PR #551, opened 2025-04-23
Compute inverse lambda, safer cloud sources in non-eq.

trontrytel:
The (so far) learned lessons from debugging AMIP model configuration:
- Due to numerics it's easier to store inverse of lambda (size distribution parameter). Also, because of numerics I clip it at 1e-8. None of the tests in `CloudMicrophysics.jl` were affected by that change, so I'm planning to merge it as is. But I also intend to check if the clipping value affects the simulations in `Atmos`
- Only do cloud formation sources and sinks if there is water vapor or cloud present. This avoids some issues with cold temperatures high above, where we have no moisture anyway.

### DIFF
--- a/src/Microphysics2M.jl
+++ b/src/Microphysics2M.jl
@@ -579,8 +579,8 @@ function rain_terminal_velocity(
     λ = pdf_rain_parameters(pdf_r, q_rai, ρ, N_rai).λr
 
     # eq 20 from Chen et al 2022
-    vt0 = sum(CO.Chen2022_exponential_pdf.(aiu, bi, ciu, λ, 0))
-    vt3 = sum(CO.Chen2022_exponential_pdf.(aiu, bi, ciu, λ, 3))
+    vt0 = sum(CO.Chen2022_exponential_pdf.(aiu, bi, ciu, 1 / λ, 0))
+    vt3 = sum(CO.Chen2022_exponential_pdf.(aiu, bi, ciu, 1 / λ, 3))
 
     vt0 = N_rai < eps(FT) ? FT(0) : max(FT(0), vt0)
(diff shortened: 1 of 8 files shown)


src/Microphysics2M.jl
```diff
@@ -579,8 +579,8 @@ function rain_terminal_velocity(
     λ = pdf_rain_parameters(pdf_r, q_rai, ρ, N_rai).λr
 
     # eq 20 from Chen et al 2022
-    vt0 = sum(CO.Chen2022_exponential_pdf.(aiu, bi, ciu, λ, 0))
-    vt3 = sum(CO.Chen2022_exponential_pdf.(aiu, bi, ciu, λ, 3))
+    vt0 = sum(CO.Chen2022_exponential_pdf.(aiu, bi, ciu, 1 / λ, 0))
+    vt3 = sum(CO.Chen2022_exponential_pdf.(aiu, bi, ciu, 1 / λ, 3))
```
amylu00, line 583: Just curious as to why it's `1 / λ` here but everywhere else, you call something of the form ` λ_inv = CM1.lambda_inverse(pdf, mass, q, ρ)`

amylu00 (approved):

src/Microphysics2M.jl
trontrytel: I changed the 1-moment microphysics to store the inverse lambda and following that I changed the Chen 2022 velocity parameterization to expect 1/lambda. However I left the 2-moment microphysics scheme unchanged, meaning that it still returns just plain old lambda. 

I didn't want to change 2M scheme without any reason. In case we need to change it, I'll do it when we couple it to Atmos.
☆ ☆ ☆ ☆ ☆ ☆ ☆
HOW TO COMPLETE THIS TASK:
Write out every entry above exactly as given.

RESPONSE:
PR #551, opened 2025-04-23
Compute inverse lambda, safer cloud sources in non-eq.

trontrytel:
The (so far) learned lessons from debugging AMIP model configuration:
- Due to numerics it's easier to store inverse of lambda (size distribution parameter). Also, because of numerics I clip it at 1e-8. None of the tests in `CloudMicrophysics.jl` were affected by that change, so I'm planning to merge it as is. But I also intend to check if the clipping value affects the simulations in `Atmos`
- Only do cloud formation sources and sinks if there is water vapor or cloud present. This avoids some issues with cold temperatures high above, where we have no moisture anyway.

### DIFF
--- a/src/Microphysics2M.jl
+++ b/src/Microphysics2M.jl
@@ -579,8 +579,8 @@ function rain_terminal_velocity(
     λ = pdf_rain_parameters(pdf_r, q_rai, ρ, N_rai).λr
 
     # eq 20 from Chen et al 2022
-    vt0 = sum(CO.Chen2022_exponential_pdf.(aiu, bi, ciu, λ, 0))
-    vt3 = sum(CO.Chen2022_exponential_pdf.(aiu, bi, ciu, λ, 3))
+    vt0 = sum(CO.Chen2022_exponential_pdf.(aiu, bi, ciu, 1 / λ, 0))
+    vt3 = sum(CO.Chen2022_exponential_pdf.(aiu, bi, ciu, 1 / λ, 3))
 
     vt0 = N_rai < eps(FT) ? FT(0) : max(FT(0), vt0)
(diff shortened: 1 of 8 files shown)


src/Microphysics2M.jl
```diff
@@ -579,8 +579,8 @@ function rain_terminal_velocity(
     λ = pdf_rain_parameters(pdf_r, q_rai, ρ, N_rai).λr
 
     # eq 20 from Chen et al 2022
-    vt0 = sum(CO.Chen2022_exponential_pdf.(aiu, bi, ciu, λ, 0))
-    vt3 = sum(CO.Chen2022_exponential_pdf.(aiu, bi, ciu, λ, 3))
+    vt0 = sum(CO.Chen2022_exponential_pdf.(aiu, bi, ciu, 1 / λ, 0))
+    vt3 = sum(CO.Chen2022_exponential_pdf.(aiu, bi, ciu, 1 / λ, 3))
```
amylu00, line 583: Just curious as to why it's `1 / λ` here but everywhere else, you call something of the form ` λ_inv = CM1.lambda_inverse(pdf, mass, q, ρ)`

amylu00 (approved):

src/Microphysics2M.jl
trontrytel: I changed the 1-moment microphysics to store the inverse lambda and following that I changed the Chen 2022 velocity parameterization to expect 1/lambda. However I left the 2-moment microphysics scheme unchanged, meaning that it still returns just plain old lambda. 

I didn't want to change 2M scheme without any reason. In case we need to change it, I'll do it when we couple it to Atmos.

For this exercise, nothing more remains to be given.